(DATASET EXCERPTS)
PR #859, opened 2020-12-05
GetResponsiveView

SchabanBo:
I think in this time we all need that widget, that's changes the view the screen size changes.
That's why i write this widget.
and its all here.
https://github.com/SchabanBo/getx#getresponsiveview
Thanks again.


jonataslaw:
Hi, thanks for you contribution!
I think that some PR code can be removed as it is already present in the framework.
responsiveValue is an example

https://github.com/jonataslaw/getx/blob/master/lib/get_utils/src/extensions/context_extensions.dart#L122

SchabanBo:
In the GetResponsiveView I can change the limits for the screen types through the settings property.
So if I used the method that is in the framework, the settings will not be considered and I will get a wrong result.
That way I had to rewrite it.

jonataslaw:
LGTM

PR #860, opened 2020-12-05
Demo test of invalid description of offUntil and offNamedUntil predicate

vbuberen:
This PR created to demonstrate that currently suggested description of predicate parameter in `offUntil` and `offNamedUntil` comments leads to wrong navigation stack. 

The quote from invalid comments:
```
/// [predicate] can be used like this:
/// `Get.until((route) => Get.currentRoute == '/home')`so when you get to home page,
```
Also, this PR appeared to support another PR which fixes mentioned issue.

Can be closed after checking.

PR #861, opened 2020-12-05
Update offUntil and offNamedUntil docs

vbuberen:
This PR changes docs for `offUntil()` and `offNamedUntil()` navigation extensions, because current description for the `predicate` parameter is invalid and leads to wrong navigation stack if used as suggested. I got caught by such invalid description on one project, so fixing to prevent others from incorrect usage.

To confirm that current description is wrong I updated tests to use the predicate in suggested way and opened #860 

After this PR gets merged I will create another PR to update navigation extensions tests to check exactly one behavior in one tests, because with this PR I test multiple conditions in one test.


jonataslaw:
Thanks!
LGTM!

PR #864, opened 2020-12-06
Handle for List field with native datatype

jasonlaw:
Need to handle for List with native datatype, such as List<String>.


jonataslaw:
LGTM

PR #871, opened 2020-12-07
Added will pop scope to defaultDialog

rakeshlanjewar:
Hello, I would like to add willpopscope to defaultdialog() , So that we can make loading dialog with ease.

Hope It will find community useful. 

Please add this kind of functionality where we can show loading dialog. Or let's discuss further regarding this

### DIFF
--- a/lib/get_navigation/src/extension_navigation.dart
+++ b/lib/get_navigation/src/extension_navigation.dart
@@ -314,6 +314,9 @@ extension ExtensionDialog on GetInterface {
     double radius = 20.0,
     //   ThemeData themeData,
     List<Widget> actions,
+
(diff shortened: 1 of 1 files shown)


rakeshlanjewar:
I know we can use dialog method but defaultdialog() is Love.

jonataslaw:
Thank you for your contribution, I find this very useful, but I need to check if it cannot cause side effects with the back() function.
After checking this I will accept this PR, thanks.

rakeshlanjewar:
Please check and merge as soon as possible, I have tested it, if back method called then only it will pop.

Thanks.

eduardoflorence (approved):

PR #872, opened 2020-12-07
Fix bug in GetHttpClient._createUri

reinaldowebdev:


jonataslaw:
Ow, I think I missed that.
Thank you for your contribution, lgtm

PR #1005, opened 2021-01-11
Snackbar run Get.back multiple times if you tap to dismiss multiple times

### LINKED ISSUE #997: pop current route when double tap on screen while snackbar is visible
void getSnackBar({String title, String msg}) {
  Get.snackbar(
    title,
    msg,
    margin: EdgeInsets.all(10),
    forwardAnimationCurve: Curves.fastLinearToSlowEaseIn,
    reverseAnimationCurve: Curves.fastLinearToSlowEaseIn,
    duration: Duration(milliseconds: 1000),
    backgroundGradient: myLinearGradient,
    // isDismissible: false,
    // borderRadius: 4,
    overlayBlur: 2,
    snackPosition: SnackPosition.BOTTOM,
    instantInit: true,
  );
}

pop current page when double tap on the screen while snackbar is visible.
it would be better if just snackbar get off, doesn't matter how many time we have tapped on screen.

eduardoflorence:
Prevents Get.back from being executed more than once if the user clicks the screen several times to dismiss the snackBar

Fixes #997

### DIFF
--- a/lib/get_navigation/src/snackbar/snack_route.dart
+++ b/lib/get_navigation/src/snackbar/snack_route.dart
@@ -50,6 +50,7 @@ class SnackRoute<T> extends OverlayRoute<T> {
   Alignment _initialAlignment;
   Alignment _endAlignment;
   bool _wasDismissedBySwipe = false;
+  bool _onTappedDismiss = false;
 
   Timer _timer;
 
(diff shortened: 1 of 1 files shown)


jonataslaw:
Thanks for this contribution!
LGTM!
--
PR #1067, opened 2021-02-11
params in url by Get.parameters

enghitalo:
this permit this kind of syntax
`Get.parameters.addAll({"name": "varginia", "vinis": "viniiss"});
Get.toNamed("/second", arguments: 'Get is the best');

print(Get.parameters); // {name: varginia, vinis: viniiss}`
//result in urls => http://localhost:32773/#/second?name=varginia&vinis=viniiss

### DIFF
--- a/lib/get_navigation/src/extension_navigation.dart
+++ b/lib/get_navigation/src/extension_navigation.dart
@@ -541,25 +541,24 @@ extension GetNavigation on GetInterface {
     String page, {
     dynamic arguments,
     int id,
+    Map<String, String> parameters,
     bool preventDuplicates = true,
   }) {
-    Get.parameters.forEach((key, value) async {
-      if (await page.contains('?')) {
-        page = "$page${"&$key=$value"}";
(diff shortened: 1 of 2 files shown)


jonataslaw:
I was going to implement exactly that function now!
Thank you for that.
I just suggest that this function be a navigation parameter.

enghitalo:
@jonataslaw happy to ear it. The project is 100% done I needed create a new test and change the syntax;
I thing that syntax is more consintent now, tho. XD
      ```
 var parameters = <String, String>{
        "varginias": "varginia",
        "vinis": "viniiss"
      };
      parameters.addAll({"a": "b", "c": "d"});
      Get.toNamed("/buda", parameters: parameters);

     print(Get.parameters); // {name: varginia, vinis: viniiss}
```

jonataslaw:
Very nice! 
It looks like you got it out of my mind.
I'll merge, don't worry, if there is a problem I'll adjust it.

(AIM OF THE TASK) Which lines of the records contain the word "print"? Copy each of them.

(SOLUTION)
print(Get.parameters); // {name: varginia, vinis: viniiss}`
     print(Get.parameters); // {name: varginia, vinis: viniiss}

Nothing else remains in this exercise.